A Provably Convergent Plug-and-Play Framework for Stochastic Bilevel Optimization
Tianshu Chu, Dachuan Xu, Wei Yao, Chengming Yu, Jin Zhang
TL;DR
The paper addresses stochastic bilevel optimization where an upper-level objective $f$ depends on the lower-level solution $y^*(x)$ of $g(x,y)$. It introduces PnPBO, a plug-and-play, single-loop framework that can freely combine biased or unbiased stochastic estimators across the three update directions ($x$, $y$, $z$), augmented with a moving-average mechanism for unbiased UL estimators and a clipping operation on the implicit variable. A unified convergence and complexity analysis shows that integrating modern estimators within PnPBO achieves optimal or near-optimal sample complexity, matching single-level optimization in the finite-sum setting; instantiations SFFBA and MSEBA demonstrate these rates using ZeroSARAH/ PAGE-based estimators. Empirical results on data hyper-cleaning and hyperparameter selection tasks validate the theoretical findings and illustrate practical gains from MA and clipping, signaling strong potential for scalable, plug-and-play BLO in ML applications.
Abstract
Bilevel optimization has recently attracted significant attention in machine learning due to its wide range of applications and advanced hierarchical optimization capabilities. In this paper, we propose a plug-and-play framework, named PnPBO, for developing and analyzing stochastic bilevel optimization methods. This framework integrates both modern unbiased and biased stochastic estimators into the single-loop bilevel optimization framework introduced in [9], with several improvements. In the implementation of PnPBO, all stochastic estimators for different variables can be independently incorporated, and an additional moving average technique is applied when using an unbiased estimator for the upper-level variable.
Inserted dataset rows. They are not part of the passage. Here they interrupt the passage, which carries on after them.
PR #1059, opened 2024-10-05
Launch the manifest-specified Julia version

### LINKED ISSUE #10: Start specific Julia version if it is specified in Project.toml/Manifest.toml

tecosaur:
Closes #10.

Auto-installing would be the next step, but let's do that another day :slightly_smiling_face:.

Code review would be great, I haven't written rust in years :wink:.

Things needed before we can merge:
- [ ] Unit tests for command line parsing functions
- [ ] Feature tests for the entire new functionality

### DIFF
--- a/src/bin/julialauncher.rs
+++ b/src/bin/julialauncher.rs
@@ -180,10 +180,10 @@ fn get_julia_path_from_channel(
 ) -> Result<(PathBuf, Vec<String>)> {
     if let JuliaupChannelSource::Manifest { version } = launch_parameters {
         let version_string = versions_db.available_channels.get(version)
-            .ok_or_else(|| anyhow!("The project you are trying to launch uses Julia {}, but no such Julia version exists. Please make sure you are using a valid Julia manifest file.", version))?;
+            .ok_or_else(|| UserError {msg: format!("The project you are trying to launch uses Julia {}, but no such Julia version exists. Please make sure you are using a valid Julia manifest file.", version) } )?;
 
         let version_config = config_data.installed_versions.get(&version_string.version)
-            .ok_or_else(|| anyhow!("The project you are trying to launch uses Julia {}, but you do not have that version installed. You can install it by running `juliaup add {}`.", version, version))?;
+            .ok_or_else(|| UserError {msg: format!("The project you are trying to launch uses Julia {}, but you do not have that version installed. You can install it by running `juliaup add {}`.", version, version) } )?;
 
         let absolute_path = juliaupconfig_path
             .parent()
--- a/src/bin/julialauncher.rs
+++ b/src/bin/julialauncher.rs
@@ -13,12 +13,14 @@ use nix::{
     unistd::{fork, ForkResult},
 };
 use normpath::PathExt;
+use semver::Version;
 #[cfg(not(windows))]
 use std::os::unix::process::CommandExt;
 #[cfg(windows)]
 use std::os::windows::io::{AsRawHandle, RawHandle};
 use std::path::Path;
 use std::path::PathBuf;
+use toml::Value;
 #[cfg(windows)]
 use windows::Win32::System::{
     JobObjects::{AssignProcessToJobObject, SetInformationJobObject},
@@ -161,10 +163,12 @@ fn check_channel_uptodate(
     Ok(())
 }
 
+#[derive(PartialEq, Eq)]
 enum JuliaupChannelSource {
     CmdLine,
     EnvVar,
     Override,
+    Manifest,
     Default,
 }
 
@@ -176,6 +180,12 @@ fn get_julia_path_from_channel(
     juliaup_channel_source: JuliaupChannelSource,
 ) -> Result<(PathBuf, Vec<String>)> {
     let channel_valid = is_valid_channel(versions_db, &channel.to_string())?;
+    if juliaup_channel_source == JuliaupChannelSource::Manifest {
+        let path =
+            get_julia_path_for_version(config_data, juliaupconfig_path, &Version::parse(channel)?)?;
+        return Ok((path, Vec::new()));
+    }
+
     let channel_info = config_data
             .installed_channels
             .get(channel)
@@ -208,6 +218,8 @@ fn get_julia_path_from_channel(
                     }
                 }.into(),
                 JuliaupChannelSource::Default => UserError {msg: format!("The Juliaup configuration is in an inconsistent state, the currently configured default channel `{}` is not installed.", channel) }
+                JuliaupChannelSource::Manifest => unreachable!(),
+                JuliaupChannelSource::Default => anyhow!("The Juliaup configuration is in an inconsistent state, the currently configured default channel `{}` is not installed.", channel)
             })?;
 
     match channel_info {
@@ -308,6 +320,189 @@ fn get_override_channel(
     }
 }
 
+fn get_program_file(args: &Vec<String>) -> Option<(usize, &String)> {
+    let mut program_file: Option<(usize, &String)> = None;
+    let no_arg_short_switches = ['v', 'h', 'i', 'q'];
+    let no_arg_long_switches = [
+        "--version",
+        "--help",
+        "--help-hidden",
+        "--interactive",
+        "--quiet",
+        // Hidden options
+        "--lisp",
+        "--image-codegen",
+        "--rr-detach",
+        "--strip-metadata",
+        "--strip-ir",
+        "--permalloc-pkgimg",
+        "--heap-size-hint",
+        "--trim",
+    ];
+    let mut skip_next = false;
+    for (i, arg) in args.iter().skip(1).enumerate() {
+        if skip_next {
+            skip_next = false;
+        } else if arg == "--" {
+            if i + 1 < args.len() {
+                program_file = Some((i + 1, args.get(i + 1).unwrap()));
+            }
+            break;
+        } else if arg.starts_with("--") {
+            if !no_arg_long_switches.contains(&arg.as_str()) && !arg.contains('=') {
+                skip_next = true;
+            }
+        } else if arg.starts_with("-") {
+            let arg: Vec<char> = arg.chars().skip(1).collect();
+            if arg.iter().all(|&c| no_arg_short_switches.contains(&c)) {
+                continue;
+            }
+            for (j, &c) in arg.iter().enumerate() {
+                if no_arg_short_switches.contains(&c) {
+                    continue;
+                } else if j < arg.len() - 1 {
+                    break;
+                } else {
+                    // `j == arg.len() - 1`
+                    skip_next = true;
+                }
+            }
+        } else {
+            program_file = Some((i, arg));
+            break;
+        }
+    }
+    return program_file;
+}
+
+fn get_project(args: &Vec<String>) -> Option<PathBuf> {
+    let program_file = get_program_file(args);
+    let recognised_proj_flags: [&str; 4] = ["--project", "--projec", "--proje", "--proj"];
+    let mut project_arg: Option<String> = None;
+    for arg in args
+        .iter()
+        .take(program_file.map_or(args.len(), |(i, _)| i))
+    {
+        if arg.starts_with("--proj") {
+            let mut parts = arg.splitn(2, '=');
+            if recognised_proj_flags.contains(&parts.next().unwrap_or("")) {
+                project_arg = Some(parts.next().unwrap_or("@.").to_string());
+            }
+        }
+    }
+    let project = if project_arg.is_some() {
+        project_arg.unwrap()
+    } else if let Ok(val) = std::env::var("JULIA_PROJECT") {
+        val
+    } else {
+        return None;
+    };
+    if project == "@" {
+        return None;
+    } else if project == "@." || project == "" {
+        let mut path = PathBuf::from(std::env::current_dir().unwrap());
+        while !path.join("Project.toml").exists() && !path.join("JuliaProject.toml").exists() {
+            if !path.pop() {
+                return None;
+            }
+        }
+        return Some(path);
+    } else if project == "@script" {
+        if let Some((_, file)) = program_file {
+            let mut path = PathBuf::from(file);
+            path.pop();
+            while !path.join("Project.toml").exists() && !path.join("JuliaProject.toml").exists() {
+                if !path.pop() {
+                    return None;
+                }
+            }
+            return Some(path);
+        } else {
+            return None;
+        }
+    } else if project.starts_with('@') {
+        let depot = match std::env::var("JULIA_DEPOT_PATH") {
+            Ok(val) => match val.split(':').next() {
+                Some(p) => PathBuf::from(p),
+                None => dirs::home_dir().unwrap().join(".julia"),
+            },
+            _ => dirs::home_dir().unwrap().join(".julia"),
+        };
+        let path = depot.join("environments").join(&project[1..]);
+        if path.exists() {
+            return Some(path);
+        } else {
+            return None;
+        }
+    } else {
+        return Some(PathBuf::from(project));
+    }
+}
+
+fn julia_version_from_manifest(path: PathBuf) -> Option<Version> {
+    let manifest = if path.join("JuliaManifest.toml").exists() {
+        path.join("JuliaManifest.toml")
+    } else if path.join("Manifest.toml").exists() {
+        path.join("Manifest.toml")
+    } else {
+        return None;
+    };
+    let content = std::fs::read_to_string(manifest)
+        .ok()?
+        .parse::<Value>()
+        .ok()?;
+    if let Some(manifest_format) = content.get("manifest_format") {
+        if manifest_format.as_str()?.starts_with("2.") {
+            if let Some(julia_version) = content.get("julia_version") {
+                return julia_version.as_str().and_then(|v| Version::parse(v).ok());
+            }
+        }
+    }
+    return None;
+}
+
+fn get_julia_path_for_version(
+    config_data: &JuliaupConfig,
+    juliaupconfig_path: &Path,
+    version: &Version,
+) -> Result<PathBuf> {
+    let mut best_match: Option<(&String, Version)> = None;
+    for (installed_version_str, path) in &config_data.installed_versions {
+        if let Ok(installed_semver) = Version::parse(installed_version_str) {
+            if installed_semver.major != version.major || installed_semver.minor != version.minor {
+                continue;
+            }
+            if let Some((_, ref best_version)) = best_match {
+                if installed_semver > *best_version {
+                    best_match = Some((&path.path, installed_semver));
+                }
+            } else {
+                best_match = Some((&path.path, installed_semver));
+            }
+        }
+    }
+    if let Some((path, _)) = best_match {
+        let absolute_path = juliaupconfig_path
+            .parent()
+            .unwrap()
+            .join(path)
+            .join("bin")
+            .join(format!("julia{}", std::env::consts::EXE_SUFFIX))
+            .normalize()
+            .with_context(|| {
+                format!(
+                    "Failed to normalize path for Julia binary, starting from `{}`.",
+                    juliaupconfig_path.display()
+                )
+            })?;
+        return Ok(absolute_path.into_path_buf());
+    } else {
+        return Err(anyhow!(
+            "No installed version of Julia matches the requested version."
+        ));
+    }
+}
+
 fn run_app() -> Result<i32> {
     if std::io::stdout().is_terminal() {
         // Set console title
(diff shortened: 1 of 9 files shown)


src/bin/julialauncher.rs
```diff
@@ -300,6 +302,181 @@ fn get_override_channel(
...
+    for (_, arg) in args.iter().enumerate() {
+        if arg.starts_with("--project=") {
+            project_arg = Some(arg["--project=".len()..].to_string());
+            // Note: You'd think this might work, but it's not actually supported.
+            // } else if arg == "--project" && i + 1 < args.len() {
+            //     project_arg = Some(args[i + 1].clone());
+        } else if arg == "--" {
+            break;
+        }
+    }
```
davidanthoff, line 316: This loop still needs to be modified so that it doesn't pick up things like `julia main.jl --project=@.`.

src/bin/julialauncher.rs
```diff
@@ -300,6 +302,181 @@ fn get_override_channel(
...
+    } else if path.join("JuliaManifest.toml").exists() {
+        path.join("JuliaManifest.toml")
+    } else {
+        return None;
+    };
+    let file = std::fs::File::open(manifest).ok()?;
+    let reader = std::io::BufReader::new(file);
+    // This is a somewhat bootleg way to parse the manifest,
+    // but since we know the format it should be fine.
+    for line in reader.lines() {
```
davidanthoff, line 429: We should use a proper TOML parser here, I'm sure there is one for Rust.

src/bin/julialauncher.rs
```diff
@@ -300,6 +302,181 @@ fn get_override_channel(
...
+            }
+            if let Some((_, ref best_version)) = best_match {
+                if installed_semver > *best_version {
+                    best_match = Some((&path.path, installed_semver));
+                }
+            } else {
+                best_match = Some((&path.path, installed_semver));
+            }
+        }
+    }
```
davidanthoff, line 457: I think we should broadly use a different strategy here. Two problems:
1. I don't think we should just auto-handle patch updates. If I get a repo that records it uses Julia 1.10.1, and I only have 1.10.2 installed, I would want it to _not_ automatically use that. There might have been a really good reason that the Julia version was recorded as 1.10.1. We should think about lots of options to alert me to what is going on and make it easy to opt-in, but the default IMO should be what was recorded in the manifest, just how we do it for packages.
2. This doesn't handle platforms well. We can always have multiple versions installed for the same version that are only differentiated by platform (say `1.10.1~x64` and `1.10.1~x86`).

Here is how I would handle this instead:
1. Read the Julia version from the manifest
2. Look in the version db for the channel that matches that version exactly, and extract the exact Julia version from that (this makes for a 1:1 mapping from Julia semver to _one_ thing that can show up in `installed_versions`
3. Check whether that version exists in `installed_versions`, and then either use that or error (or in the future offer to install that channel).

src/bin/julialauncher.rs
```diff
@@ -344,19 +531,23 @@ fn run_app() -> Result<i32> {
...
-        &config_file.data,
-        &julia_channel_to_use,
-        &paths.juliaupconfig,
-        juliaup_channel_source,
-    )
-    .with_context(|| {
-        format!(
-            "The Julia launcher failed to determine the command for the `{}` channel.",
-            julia_channel_to_use
+    let (julia_path, julia_args) = if let Some(path) = manifest_derived_julia_path {
```
davidanthoff, line 534: We probably should think the priority list here through a bit more... So with this PR here it is
1. Command line switch
2. Manifest
3. `JULIAUP_CHANNEL` env var
4. Folder override
5. Default

That might be the right choice, but we should just make sure that we think it is :)

davidanthoff (changes requested):
Very cool!

I'll open a PR against this branch here later today with a config option so that this can be behind a feature flag for a while.

Looking at all the command line parsing, I'm wondering whether we should factor that out a bit more and make it more general than mix it into the rest of the logic as it is right now. In particular because we will _also_ want to know soon whether `julia` is running in interactive setting or not, which will require more understanding of command line flags.

src/bin/julialauncher.rs
```diff
@@ -300,6 +302,181 @@ fn get_override_channel(
...
+}
+
+fn julia_version_from_manifest(path: PathBuf) -> Option<Version> {
+    let manifest = if path.join("Manifest.toml").exists() {
+        path.join("Manifest.toml")
+    } else if path.join("JuliaManifest.toml").exists() {
+        path.join("JuliaManifest.toml")
+    } else {
+        return None;
+    };
```
christiangnrd, line 424: `JuliaManifest.toml` should take priority over `Manifest.toml` as it does in Julia

src/bin/julialauncher.rs
christiangnrd: How should it handle a situation where an environment has multiple versioned manifests?

For example, in my Metal.jl dev environment, I have `Manifest.toml`, `Manifest-v1.11.toml`, and `Manifest-v1.12.toml`.

Maybe if there's a manifest that matches the next-highest priority setting, select that?

For example, if I start Julia with 
```bash
$ JULIAUP_CHANNEL=rc julia --project=.
```
in an environment where my default channel is `release`, and that I have `Manifest.toml`, `Manifest-v1.11.toml`, and `Manifest-v1.12.toml` in that folder, it would use `Manifest-v1.11.toml` since the next priority is `JULIAUP_CHANNEL`, and it's set to `rc`.

Calling 
```bash
$ julia --project=.
```
would launch v1.10 because that's the default channel.

I'm not exactly sure this should interact with the Julia Manifest searching priority order (listed in my other review comment), but it's worth figuring out.

src/bin/julialauncher.rs
```diff
@@ -300,6 +302,181 @@ fn get_override_channel(
...
+    let mut project_arg: Option<String> = None;
+    for (_, arg) in args.iter().enumerate() {
+        if arg.starts_with("--project=") {
+            project_arg = Some(arg["--project=".len()..].to_string());
+            // Note: You'd think this might work, but it's not actually supported.
+            // } else if arg == "--project" && i + 1 < args.len() {
+            //     project_arg = Some(args[i + 1].clone());
+        } else if arg == "--" {
+            break;
+        }
```
christiangnrd, line 315: This doesn't seem to handle my default way of launching Julia, which is `julia --proj`.

src/bin/julialauncher.rs
davidanthoff: Responding to my own post here, I think the order should be this:
1. Command line switch
2. `JULIAUP_CHANNEL` env var
3. Folder override
4. Manifest
5. Default

@christiangnrd I think it essentially doesn't, i.e. the Juliaup launcher will just always completely ignore versioned manifest files. If there is a `Manifest.toml`, then it will (by default) launch the Julia version in there, and then that Julia version will use that manifest. If one launches with say a command line flag `+1.11`, _and_ there is a 1.11 specific manifest, then Julia itself will of course use that manifest, but the code here in Juliaup doesn't know about this, nor does it need.

At some level this would all be much easier if one could just select a manifest file by name (and they could be freely named)... I think the ideal design would be `julia +manifestfilename` really... Say we had `julia +mymanifest.juliamanifest.toml` convention or something like that...But that would require changes in Julia base, and I'm not sure whether one could come up with a good structure there.

src/bin/julialauncher.rs
davidanthoff: Yep, but we don't need to look for the version specific manifest files.

davidanthoff:
> I'll open a PR against this branch here later today with a config option so that this can be behind a feature flag for a while.

I just added this to the PR here via a direct push.

src/bin/julialauncher.rs
tecosaur: Ah yes, thanks. Done.

src/bin/julialauncher.rs
tecosaur: We can, I just don't think it's needed. Since the manifest has a rather prescribed format, a manifest that doesn't work with this will cause issues with Julia anyway.

src/bin/julialauncher.rs
tecosaur: My handling of patch versions was informed by a conversation I was sitting in on in Triage a while back. I may be misremembering, but I recall discussion on how auto-selection of Julia version should interact with patch versions, and the conclusion was that the latest patch version should be used.

There are two aspects to this that I see:
- Whether you actually want bugs from an earlier Julia version
- Proliferation of installed Julia versions

In my mind, both of these point towards wanting to use the latest available patch version. The sole exception in my mind is when you *want* to reproduce bugs in the Base Julia, but I'm not sure that should be the guiding case for this design.

Having the same Julia version compiled for multiple platforms installed is an annoying edge-case...

src/bin/julialauncher.rs
tecosaur: Done.

src/bin/julialauncher.rs
tecosaur: Ta, I now handle `--proj`, `--proje`, `--projec`, and `--project`.

src/bin/julialauncher.rs
davidanthoff: In my mind the entire point of a manifest is to _exactly_ pin down dependencies, so that things just run if one instantiates it. I see no reason why Julia itself should be handled differently here from any other package, after all we are not also suggesting that the package loader can just load newer patch versions of packages, right? I really want to get to a point where if I receive a manifest, I can be pretty sure that the person that created this manifest ran as close as possible the same versions of everything that will run on my machine if I instantiate it.

This would also lead to really weird UX problems. Say I download a replication archive from a paper that records Julia 1.10.0 in the manifest. That replication code works around a bug in 1.10.0. The bug has since been fixed in 1.10.1, but the replication code actually depends on the presence of the bug, so it won't run correctly under 1.10.1. As a user of that code, what am I supposed to do now? Uninstall 1.10.1 entirely from my system to force Juliaup to actually run with the version that is recorded in the manifest? I will now also get a different version of Julia when running depending on (completely unrelated) channels I have installed, that also seems really weird.

The worry about binary bloat in terms of installed Julia versions of course is real. But I think we should try to fix that via UX. For example, the launcher could print a notice when it starts a project, and the compat section in the `Project.toml` suggests that a newer version of Julia could be used for that project. It could even offer an interactive option "hey, you are running with a project that is using an outdated Julia version" or something like that.

(As a side note, I just checked, my `.julia` folder is at 27GB. If we want to fight binary bloat, there seems some other villain in town ;)

tecosaur: Exact replication has occurred to me, and that is somewhat convincing.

In the theoretical analysis, we provide a unified convergence and complexity analysis for PnPBO, demonstrating that the adaptation of various stochastic estimators (including PAGE, ZeroSARAH, and mixed strategies) within the PnPBO framework achieves optimal sample complexity, comparable to that of single-level optimization. This resolves the open question of whether the optimal complexity bounds for solving bilevel optimization are identical to those for single-level optimization. Finally, we empirically validate our framework, demonstrating its effectiveness on several benchmark problems and confirming our theoretical findings.